- _Activity_
Output the data word for word. Begin at its first line and end at the line with "Currently the only".

===============

PR #4369, opened 2018-11-10
WIP - CheckBox & CheckBoxCell Implementation

### LINKED ISSUE #1728: [Enhancement] Checkbox Control
## Rationale
Currently the only type of toggle control is a switch. Checkboxes can be useful for indicating action. For example agreeing to something and there are cases where people prefer a checkbox to a switch for their UI.

## Implementation
Create a new Control and set of platform renderers for a CheckBox control and a CheckBoxCell

```csharp
public class CheckBox : IButtonController
{
        public bool IsChecked {get; set; } // BP
}
```

VisualStateManager additions: Checked, Pressed

### Android
https://developer.android.com/guide/topics/ui/controls/checkbox.html

### iOS
Draw it

### UWP
https://docs.microsoft.com/en-us/windows/uwp/design/controls-and-patterns/checkbox

## Implications for CSS

```css
checkbox {
}
```
## Backward Compatibility

## Difficulty : Medium

Not much work for Android and UWP but the iOS implementation still needs to be fleshed out a bit

jamesmontemagno:
### Description of Change ###

Start Implementation of CheckBox and CheckBoxCell. Initial feedback is welcome.

CheckBox Implementations:
* [x] Android
* [x] iOS
* [x] UWP
* [x] macOS
* [x] WPF

CheckBoxCell Implementations:
* [x] Android
* [x] iOS
* [x] UWP
* [x] macOS
* [x] WPF

Properties:
* [x] IsChecked
* [x] CheckedColor 
* [x] UncheckedColor 

### Issues Resolved ### 
- fixes #1728

### API Changes ###
Added:
 - CheckBox

### Platforms Affected ### 
- Core/XAML (all platforms)
- iOS
- Android
- UWP
- WPF

None

Android:
image

iOS:
image

WPF:
image

UWP:
image

### PR Checklist ###

- [ ] Has automated tests 


PureWeen:
```
Xamarin.Forms.Platform.WPF\Renderers\SwitchRenderer.cs(11,15): Error CS0311: The type 'Xamarin.Forms.CheckBox' cannot be used as type parameter 'TNativeElement' in the generic type or method 'ViewRenderer<TElement, TNativeElement>'. There is no implicit reference conversion from 'Xamarin.Forms.CheckBox' to 'System.Windows.FrameworkElement'.
```

Xamarin.Forms.Platform.Android/AppCompat/CheckBoxRenderer.cs
```diff
@@ -0,0 +1,100 @@
+using System;
+using System.ComponentModel;
+using Android.Content;
+using Android.Support.V7.Widget;
+using Android.Widget;
+using Xamarin.Forms.Platform.Android.FastRenderers;
+
+namespace Xamarin.Forms.Platform.Android.AppCompat
+{
+	public class CheckBoxRenderer : ViewRenderer<CheckBox, AppCompatCheckBox>, CompoundButton.IOnCheckedChangeListener
```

===============

- _Response for this exercise_
PR #4369, opened 2018-11-10
WIP - CheckBox & CheckBoxCell Implementation

### LINKED ISSUE #1728: [Enhancement] Checkbox Control
## Rationale
Currently the only type of toggle control is a switch. Checkboxes can be useful for indicating action. For example agreeing to something and there are cases where people prefer a checkbox to a switch for their UI.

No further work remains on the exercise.